Dawn project or the end of Firefox's Aurora channel - cpeterso
http://release.mozilla.org/firefox/release/2017/04/17/Dawn-Project-FAQ.html
======
ronjouch
EDIT: seems this thread is dead and discussion happens at
[https://news.ycombinator.com/item?id=14131675](https://news.ycombinator.com/item?id=14131675)

> _" We plan to keep [the Aurora population] on a separate “pre-beta” update
> channel as compared to the rest of the Beta population. We will use this
> pre-beta audience to test and improve the stability and quality of initial
> Beta builds until we are ready to push to 100% of beta population. Because
> we presented Aurora as a stable product in the past, the beta channel is the
> closest in terms of stability and quality."_

Uh, doesn't adding a pre-beta channel defeat the initial purpose of getting
rid of the existing pre-beta channel?! If Aurora is a dead weight channel ( _"
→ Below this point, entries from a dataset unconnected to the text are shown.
Issue #2043, opened 2024-07-27
PLY exporter renames fields


PhaseSpaceContinuum:
**Describe the bug**
Importing a PLY file with fields X, Y, Z, intensity and exporting it again, leads to the unexpected field names:
X, Y, Z, scalar_intensity.

**How to reproduce**

**Expected behaviour**
Import and export should not prepend "scalar_" to scalar field names and/or provide an option to skip this prepending.

**Your environment**
 - CC Version (or git hash/tag): f0df1c2691ab77e1400848077a092aca308de3f2
 - OS & Version: Ubuntu 22.04 LTS
 - Graphics card: -
 - Qt Version (if compiling): 5.15.13

dgirardeau:
Since CC can load many different formats or you can even create clouds from scratch, at the time CC saves a cloud to PLY, it applies its own format and can't 'remember' where the cloud comes from and what the original PLY fields name was...

So I guess the only solution would be to give the option to not prepend the field by 'scalar_' indeed. If anyone wants to do this change, he/she is welcome to do so 👼

tmontaigu:
Maybe we can do the same as we do for last extra bytes: when loading, attach to the cloud a mapping from scalar fiel name to how it was (type wise) in the original file

And try to use that when saving

PR #2356, opened 2026-08-02
Add -PLY_NO_SF_PREFIX command line option (#2043)

somtri:
Addresses #2043.

Master already keeps the original names of scalar fields that came from the input PLY file (06837ba8), so the round-trip case in the original report works today. What is left is the case you said you would welcome a patch for: a cloud that did not come from a PLY file, for example one loaded from LAS or E57, or one whose scalar fields were computed inside CC. Those still get `scalar_` prepended at save time, with no way to turn it off.

`-PLY_NO_SF_PREFIX` makes the PLY filter write the scalar field names without that prefix.

It follows the existing `PlyFilter::SetDefaultOutputFormat` accessor and the `-PLY_EXPORT_FMT` command that sets it.

Notes:
- Default behaviour is unchanged. The prefix is still added unless the option is passed.
- Fields already present in the source PLY keep their original names either way. That path is untouched.
- Spaces are still replaced with underscores when the prefix is skipped, since PLY property names cannot contain whitespace.
- The setter would also make a GUI checkbox easy to add. I left that out because I have no way to test the dialog.

Verified on Ubuntu 24.04 with GCC and Qt6 (core build, plugins off): no new warnings, and the existing ctest suite still passes. For the behaviour itself I used a 4 column ASCII cloud, so nothing that came from a PLY file. The default run writes `property float scalar_Scalar_field`. With `-PLY_NO_SF_PREFIX` the same cloud writes `property float Scalar_field`. That field is named "Scalar field" internally, so the second case also shows the space being replaced. I have not built this on Windows or macOS.

### DIFF
--- a/CHANGELOG.md
+++ b/CHANGELOG.md
@@ -25,6 +25,9 @@ New features:
 			- ports the 'Tools > Registration > Match scales' tool to the command line
 			- rescales all loaded clouds/meshes to match the scale of the reference entity (0-based index, 0 by default)
 			- -RMS_DIFF and -OVERLAP only apply to the ICP algorithm (defaults: 1e-5 and 100 respectively)
+		- New command -PLY_NO_SF_PREFIX
+			- tells the PLY filter not to add the 'scalar_' prefix to the scalar field names when saving
+			- scalar fields coming from an input PLY file already keep their original name
 		- New command -DISTANCES_FROM_SENSOR [-SQUARED]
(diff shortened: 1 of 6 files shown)


dgirardeau (approved):

dgirardeau:
Sorry for the delay. I haven't been able to test it on my side, but this looks pretty straightforward. We can probably merge it.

Aurora was to be the first stabilization channel having a user base 10x the
size of Nightly so as to provide additional user feedback. This original
intent never materialized."_) and Mozilla's getting rid of it, why not
effectively assume the decision to get rid of it and let users migrate to
either Beta (by default) or Nightly (for the more adventurous)?